---------- Dataset content ----------

PR #5354, opened 2023-12-08
Clear link using key shortcut bug

### LINKED ISSUE #5353: Bug: Toggle hyperlink using keyboard shortcut doesn't clear the link
Lexical version: v0.12.5 (latest)

## Steps To Reproduce

1. Open lexical playground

----------

* Task objective *
Repeat the entries word for word. Skip none of them.

* Exercise result *
PR #5354, opened 2023-12-08
Clear link using key shortcut bug

### LINKED ISSUE #5353: Bug: Toggle hyperlink using keyboard shortcut doesn't clear the link
Lexical version: v0.12.5 (latest)

## Steps To Reproduce

1. Open lexical playground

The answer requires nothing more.